*ACTION ITEM*: For this listing, the lines between the one holding "It’s ok if it’s" and the one holding "- close on mouseup", inclusive, must be set down exactly.

*PROVIDED DATA*:
Issue #920, opened 2020-09-04
[dialog] overlay closed on mouseup


MathieuPuech:
## Describe the bug

When you release the mouse click outside the dialog with the option to hide on outside click, the dialog is closing.

## To Reproduce

1. Go to https://lion-web-components.netlify.app/?path=/story/overlays-dialog--styling-content
2. Click on Button
3. Click to select text but release the mouse click outside the dialog
4. Dialog is closed

## Expected behavior

Dialog should not close when the click was initiated in the dialog

## Screenshots

![2020-09-04_14-12-02](https://user-images.githubusercontent.com/9367152/92273054-b23da900-eeb8-11ea-9207-632739d2f0a9.gif)

daKmoR:
you are really good and finding all these edge cases 💪

keep them coming 🤗

not sure how fast we will be in resolving those 🙈
but knowing about them is the first step 👌

MathieuPuech:
It’s ok if it’s not fixed fast. I just document issues I found when using the components. If I have time to fix them I will do of course.

tlouisse:
> you are really good and finding all these edge cases 
> 
> keep them coming 

Amen. Well spotted :muscle: 

So what should be the behavior, you think? Only close the dialog if both mousedown and mouseup are catched outside?

MathieuPuech:
We have 2 choices:
- close on mousedown
- close on mouseup but with the position of the mouse on mousedown

I've no idea what is best, is there any issue to close on mousedown directly?

tlouisse:
I thought that was not default platform behavior, apparently it is :) (tested `<select>` and `<datalist>` on Chrome Linux)
Then it probably will be a matter of swapping the current click handler in OverlayController with a mousedown handler :+1:

jorenbroekema:
Yeah I agree, mousedown seems like the most practical choice 👍

PR #1257, opened 2021-03-11
fix: overlay closed on mouseup

Knorgias:
## What I did

1. Updated Overlaycontroller to add/remove mousedown events instead of click for "outside clicks"
2. Added & updated relevant tests

fixes https://github.com/ing-bank/lion/issues/920

### DIFF
--- a/packages/input-datepicker/test/lion-input-datepicker.test.js
+++ b/packages/input-datepicker/test/lion-input-datepicker.test.js
@@ -2,6 +2,7 @@ import { LionCalendar, isSameDate } from '@lion/calendar';
 import { html, LitElement } from '@lion/core';
 import { IsDateDisabled, MaxDate, MinDate, MinMaxDate } from '@lion/form-core';
 import { aTimeout, defineCE, expect, fixture as _fixture, nextFrame } from '@open-wc/testing';
+import { mimicClick } from '@lion/overlays/test-helpers';
 import sinon from 'sinon';
 import { setViewport } from '@web/test-runner-commands';
 import '@lion/input-datepicker/define';
@@ -98,13 +99,13 @@ describe('<lion-input-datepicker>', () => {
       expect(elObj.overlayController.isShown).to.equal(false);
     });
 
-    it('closes the calendar via outside click', async () => {
+    it('closes the calendar via outside click event', async () => {
       const el = await fixture(html`<lion-input-datepicker></lion-input-datepicker>`);
       const elObj = new DatepickerInputObject(el);
       await elObj.openCalendar();
       expect(elObj.overlayController.isShown).to.equal(true);
 
-      document.body.click();
+      mimicClick(document.body);
       await aTimeout(0);
       expect(elObj.overlayController.isShown).to.be.false;
     });
--- a/packages/overlays/test/OverlayController.test.js
+++ b/packages/overlays/test/OverlayController.test.js
@@ -8,6 +8,7 @@ import { OverlayController } from '../src/OverlayController.js';
 import { overlays } from '../src/overlays.js';
 import { keyCodes } from '../src/utils/key-codes.js';
 import { simulateTab } from '../src/utils/simulate-tab.js';
+import { mimicClick } from '../test-helpers.js';
 
 /**
  * @typedef {import('../types/OverlayConfig').OverlayConfig} OverlayConfig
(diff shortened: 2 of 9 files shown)


MathieuPuech:
I thought it was already done, here is the issue related: #920

jorenbroekema:
Not sure what made you think it was fixed already @MathieuPuech ?

MathieuPuech:
I just thought I already have done a PR for it. I remember the issue but I think I forget to open a PR for it

packages/input-datepicker/test/lion-input-datepicker.test.js
```diff
@@ -98,14 +98,19 @@ describe('<lion-input-datepicker>', () => {
...
 
-    it('closes the calendar via outside click', async () => {
+    it('closes the calendar via outside mousedown event', async () => {
       const el = await fixture(html`<lion-input-datepicker></lion-input-datepicker>`);
       const elObj = new DatepickerInputObject(el);
       await elObj.openCalendar();
       expect(elObj.overlayController.isShown).to.equal(true);
 
       document.body.click();
       await aTimeout(0);
```
jorenbroekema, line 108:
```suggestion
```
Nitpick:

Can these two lines be removed if we're testing with a mouse down event instead of `.click()`?

packages/overlays/test/OverlayController.test.js
```diff
@@ -452,8 +452,14 @@ describe('OverlayController', () => {
         });
         await ctrl.show();
 
+        // doesn't hide on click, ie doesn't hide on mousedown followed by mouseup event
         document.body.click();
         await aTimeout(0);
+        expect(ctrl.isShown).to.be.true;
```
jorenbroekema, line 458:
```suggestion
```
Nitpick: 

Same as my suggestion above

packages/overlays/test/OverlayController.test.js
```diff
@@ -479,6 +485,13 @@ describe('OverlayController', () => {
 
         expect(ctrl.isShown).to.be.true;
 
+        // Don't hide on inside mousedown & outside mouseup
```
jorenbroekema, line 488: Blocker:

I think we want to test here that:
- Does not hide on inside (content) mousedown ✅ 
- Does not hide on invoker mousedown <-- missing right now, this is the blocker

Nitpick:

We could remove the .click() checks because they wouldn't really have any effect now that we changed the event type.

Not sure where mouseup comes from, I don't see a reason to test that one but I also don't see the harm in it so we might as well, up to you!

packages/select-rich/test/lion-select-rich.test.js
```diff
@@ -254,10 +254,14 @@ describe('lion-select-rich', () => {
       ));
 
       expect(el.opened).to.be.true;
-      // a click on the button will trigger hide on outside click
+      // a mousedown (a full click won't work) on the button will trigger hide on outside click
       // which we then need to sync back to "opened"
       outerEl.click();
```
jorenbroekema, line 259: Nitpick:

Feel free to remove the .click, I don't think we have to verify in the test that it doesn't work :P more important to test what does work (mousedown), but it's up to you as well, I don't mind keeping it.

jorenbroekema (changes requested):
Hey, only 1 blocker and some nitpicks.

Can you also add a changeset to this commit? yarn changeset --> do the stuff (patch for `@lion/overlays`, leave the rest since we dont need a release for datepicker or rich select to update tests)

Also, can you add `fixes https://github.com/ing-bank/lion/issues/920` to the description so it auto closes the related issue? Also makes it easier to see what issue the PR addresses.

I verified the demo and the bug is fixed indeed 👍

packages/overlays/test/OverlayController.test.js
tlouisse: Added a test for this @jorenbroekema . You might want to have a look?
Then we can close this one

tlouisse:
@MathieuPuech @jorenbroekema: we aligned the behavior with iOS and others: the overlay will hide only when both mousedown and mouseup occur outside of the dialog. Seemed like the most common and sensible default and it's how a click behaves as well.

We could go so far to make this configurable, but only if there is demand for it.

jorenbroekema (approved):

tlouisse (approved):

*EXERCISE RESULT*:
It’s ok if it’s not fixed fast. I just document issues I found when using the components. If I have time to fix them I will do of course.

tlouisse:
> you are really good and finding all these edge cases 
> 
> keep them coming 

Amen. Well spotted :muscle: 

So what should be the behavior, you think? Only close the dialog if both mousedown and mouseup are catched outside?

MathieuPuech:
We have 2 choices:
- close on mousedown
- close on mouseup but with the position of the mouse on mousedown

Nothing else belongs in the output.